Start of Input

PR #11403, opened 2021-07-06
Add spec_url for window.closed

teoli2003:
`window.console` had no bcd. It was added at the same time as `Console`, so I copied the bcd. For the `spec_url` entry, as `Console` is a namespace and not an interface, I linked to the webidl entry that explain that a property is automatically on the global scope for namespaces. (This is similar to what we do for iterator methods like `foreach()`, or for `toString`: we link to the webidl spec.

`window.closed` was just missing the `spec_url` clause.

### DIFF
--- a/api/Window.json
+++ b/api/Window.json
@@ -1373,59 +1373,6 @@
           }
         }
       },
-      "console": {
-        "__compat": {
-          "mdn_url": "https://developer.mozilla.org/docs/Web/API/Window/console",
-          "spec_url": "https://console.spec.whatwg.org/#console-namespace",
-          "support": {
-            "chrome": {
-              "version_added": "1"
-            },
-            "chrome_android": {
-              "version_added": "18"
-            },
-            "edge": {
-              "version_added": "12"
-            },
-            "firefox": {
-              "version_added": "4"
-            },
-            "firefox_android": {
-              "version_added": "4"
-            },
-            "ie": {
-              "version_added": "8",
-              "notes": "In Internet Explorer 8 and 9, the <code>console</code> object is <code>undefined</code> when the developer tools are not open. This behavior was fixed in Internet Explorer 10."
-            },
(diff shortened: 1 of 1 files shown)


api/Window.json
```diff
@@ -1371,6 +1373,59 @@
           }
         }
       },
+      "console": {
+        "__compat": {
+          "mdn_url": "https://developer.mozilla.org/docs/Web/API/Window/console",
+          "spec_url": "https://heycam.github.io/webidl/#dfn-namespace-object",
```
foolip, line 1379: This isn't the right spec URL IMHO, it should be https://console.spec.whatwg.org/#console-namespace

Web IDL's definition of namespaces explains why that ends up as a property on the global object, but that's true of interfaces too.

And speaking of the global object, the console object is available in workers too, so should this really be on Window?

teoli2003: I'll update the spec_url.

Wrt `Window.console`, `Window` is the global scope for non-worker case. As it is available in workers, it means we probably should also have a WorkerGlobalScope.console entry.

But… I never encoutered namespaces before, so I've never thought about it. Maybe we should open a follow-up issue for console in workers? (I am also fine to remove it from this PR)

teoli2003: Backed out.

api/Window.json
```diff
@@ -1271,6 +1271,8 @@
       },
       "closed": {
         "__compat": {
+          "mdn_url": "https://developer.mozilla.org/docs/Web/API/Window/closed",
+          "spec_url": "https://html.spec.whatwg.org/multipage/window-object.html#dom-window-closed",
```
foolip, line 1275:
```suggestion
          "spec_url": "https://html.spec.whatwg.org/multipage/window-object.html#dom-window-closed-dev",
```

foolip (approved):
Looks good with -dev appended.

End of Input
Start of Input

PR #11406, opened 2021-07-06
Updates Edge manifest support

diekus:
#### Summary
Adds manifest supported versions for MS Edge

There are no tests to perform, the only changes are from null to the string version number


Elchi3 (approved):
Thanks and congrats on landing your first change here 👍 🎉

End of Input

■ **Your instructions**
In the data above, copy every line where the string "property" appears.

■ **Exercise result**
`window.console` had no bcd. It was added at the same time as `Console`, so I copied the bcd. For the `spec_url` entry, as `Console` is a namespace and not an interface, I linked to the webidl entry that explain that a property is automatically on the global scope for namespaces. (This is similar to what we do for iterator methods like `foreach()`, or for `toString`: we link to the webidl spec.
Web IDL's definition of namespaces explains why that ends up as a property on the global object, but that's true of interfaces too.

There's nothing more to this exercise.